##### Source material
PR #3473, opened 2023-06-13
fix(Button): redesign of existing Button component

jbocce:
### Context

New Button component designs thanks to @dan-rukas (see the screen shots below). The redesign improves various items:
1. A consistent look-and-feel with the rest of OHIF with better button styles, sizes and colours

2. A reduction in complexity for developers using the `Button`. The previous `Button` component allowed for many (too many) variant, colour and border permutations, making for a confusing developer experience. Furthermore, with so many permutations, maintaining a consistent button look-and-feel proved to be very difficult. Now there are four basic permutations:
```
<Button type={ButtonEnums.type.primary} size={ButtonEnums.size.medium}/>
<Button type={ButtonEnums.type.secondary} size={ButtonEnums.size.medium}/>
<Button type={ButtonEnums.type.primary} size={ButtonEnums.size.small}/>
<Button type={ButtonEnums.type.secondary} size={ButtonEnums.size.small}/>
```

3. A disabled button is no longer a variant or type, but instead just a `boolean` attribute of the `Button` like so...
```
<Button disabled={true}}/>
```

image

image

image

image

### Changes & Results

- Copied ui/Button to ui/LegacyButton and replaced Button with LegacyButton in ButtonGroup components.
- Altered the `Button` component to match the new styles.
- Updated various uses of the `Button` component.
- Uses of  `Button` component that did NOT match the new design were changed to `LegacyButton`.
- `LegacyButton` uses will be changed/addressed in future redesigns.
- Updated the `Button` Storybook.

### Testing

All the various uses of `Button` should reflect the new design. Those that do NOT include...
- `ButtonGroup` buttons
image
- various Worklist buttons like those for launching modes and clearing filters

#### PR

#### Code

  etc.)

  additions or removals.

#### Tested Environment

- [x] OS: Windows 11 
- [x] Node version:  16.14.0 
- [x] Browser: Chrome  114.0.5735.110
  


extensions/default/src/Panels/ActionButtons.tsx
```diff
@@ -2,20 +2,23 @@ import React from 'react';
...
+import { LegacyButton, ButtonGroup } from '@ohif/ui';
 
 function ActionButtons({ onExportClick, onCreateReportClick }) {
   const { t } = useTranslation('MeasurementTable');
 
   return (
     <React.Fragment>
       <ButtonGroup color="black" size="inherit">
-        <Button className="px-2 py-2 text-base" onClick={onExportClick}>
+        <LegacyButton className="px-2 py-2 text-base" onClick={onExportClick}>
```
sedghi, line 13: maybe add a todo that we will revisit the button group later and that is why we are using the legacyButton here

extensions/measurement-tracking/src/panels/PanelMeasurementTableTracking/ActionButtons.tsx
```diff
@@ -2,31 +2,26 @@ import React from 'react';
...
       <Button
-        className="text-base px-2 py-2"
-        size="initial"
-        variant={disabled ? 'disabled' : 'outlined'}
-        color="black"
-        border="primaryActive"
         onClick={onExportClick}
         disabled={disabled}
+        type={ButtonType.secondary}
+        size={ButtonSize.small}
```
sedghi, line 16: Hmmm, I was fine with the ButtonType to be exported, until here that I see ButtonSize is also another export. Could we group them all under `ButtonStyle` and then we have `ButtonStyle.type.secondary`, and `ButtonStyle.size.small`. Or anyother name that make it a group. I'm saying this since we will probably have this pattern of a UI component with its style Enums. Maybe even ButtonEnums

sedghi (commented):
Looks great, see my comments and maybe update the PR before the first image to explain that this is done to reduce the complexity of variants and colors and etc etc, and maybe just mention the 4 different syntaxes they can use now (instead of who knows how many before)

jbocce:
> Looks great, see my comments and maybe update the PR before the first image to explain that this is done to reduce the complexity of variants and colors and etc etc, and maybe just mention the 4 different syntaxes they can use now (instead of who knows how many before)

Thanks. I updated the PR overview.

extensions/measurement-tracking/src/panels/PanelMeasurementTableTracking/ActionButtons.tsx
jbocce: Makes sense. I made changes... hopefully they are what you meant.

sedghi (approved):
Looks great, thanks for taking care of this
##########
**Task statement**
Print the lines of the entries, exactly, from the one containing "Thanks. I updated the PR overview." down to the final line, and leave out all the others.

**Exercise solution**
Thanks. I updated the PR overview.

extensions/measurement-tracking/src/panels/PanelMeasurementTableTracking/ActionButtons.tsx
jbocce: Makes sense. I made changes... hopefully they are what you meant.

sedghi (approved):
Looks great, thanks for taking care of this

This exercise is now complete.